I know this is a raw and crude simplification of perhaps the most profound treatise in the history of all philosophy (Kant's Critique of Pure Reason), but let's go anyway:

The model you refer to is known as knowledge, and helps us at least improving our daily lives (that is another deep philosophical issue: what is the goal of knowledge?).

It is crucial to understand that the model is not the reality (as it is commonly said, the map is not the terrain). Knowledge is our map, while Kant calls the terrain the noumenon, something we don't have access to due to our natural limitations (we only experience an infinitesimally insignificant part of what could happen outside of us, and I don't mean only due to distance, but also due to time, to sizes, to what our senses can detect, to what we don't understand, etc.). So, knowledge is essentially our model of the noumenon, which is evidently biased, due to our nature, and it can be flawed, but is the only one we have access to.

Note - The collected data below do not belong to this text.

PR #558, opened 2022-12-25
Remove poly-benches.

mmaker:
Less code to maintain, more code to take as an example


mmagician (approved):
Nice. This should actually go into 0.4.0, since poly-benches was messing up the releases a little, it'll make the workflow simpler (`cargo release` command doesn't bump the crates which have `publish = false` like poly-benches, and then you have version mismatches).

👍🏼

poly/benches/common.rs
```diff
@@ -1,15 +1,17 @@
-use ark_std::cmp::min;
-
 // Utility function for getting a vector of degrees to benchmark on.
 // returns vec![2^{min}, 2^{min + interval}, ..., 2^{max}], where:
 // interval = log_interval
 // min      = ceil(log_2(min_degree))
 // max      = ceil(log_2(max_degree))
```
Pratyush, line 5:
```suggestion
/// Utility function for getting a vector of degrees to benchmark on.
/// returns `vec![2^{min}, 2^{min + interval}, ..., 2^{max}]`, where:
/// * `interval = log_interval`
/// * `min      = ceil(log_2(min_degree))`
/// * `max      = ceil(log_2(max_degree))`
```

Pratyush (approved):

Knowledge would be built as follows:

Phase 1: what Kant calls transcendental aesthetic. The noumenon appears to us as phenomena. Phenomena is the form that the world takes as appearance, which is what we grasp by means of our senses. Here, Kant proposes that space and time are something that DOES NOT exist really out there, but is built in our minds. Such construct would help us organizing the external impressions (obtained by the senses).

At this point, there is no imagination (what you are searching for), just impressions of the world, that don't still have the form of an object. There are only bunches of unorganized information that come from all the senses.

Phase 2: transcendental analytic. Here, the information is manifolded in order to build the concept, which would correspond, more or less, to the thing-as-it-appears (the thing-in-itself is a concept that could be associated with the noumenon; they are not precisely the same, but for this goal, it can be considered so). The object is the organized product of the manifold of impressions coming from the previous phase, and it is classified by means of a set of categories (existence/non-existence, unity/plurality, etc.), an idea that Kant would have get from Aristotle.

So, at this point, still no imagination. Just a set of isolated concepts of objects, and its elementary spatio-temporal relationships.

Phase 3: transcendental dialectic. Here, we apply certain rules to organize the concepts in higher-level ideas. Kant notices that here is where imagination and illusion take place. But the rules of illusion become flawed, usually because they are applied outside the domain they belong to (e.g. you imagine that every consequence has a cause, which leads to search for the first cause, and you can conclude that such initial cause is God; but that is nothing more than a profound illusion, based on the rules of illusion).

Here's where the role of imagination starts to determine how the world behaves, by means of the rules that are created (at this point, we have the objects, organized in space and time, and the relationships of them by means of rules we learn, as causality). A child who has never had a bouncing ball will never imagine that a ball will bounce, the first time he drops it to the ground. That's an example of how imagination uses the Organon of inner rules. So, the child will change his knowledge model (David Hume call it "custom and habit") to adapt to the new information. Notice that the concepts might change (now, there are not only balls, but also bouncing balls, and now, there are also new temporal objects, like a bouncing-event), and the rules will change (bouncing-ball interacting with the floor -> bouncing-event).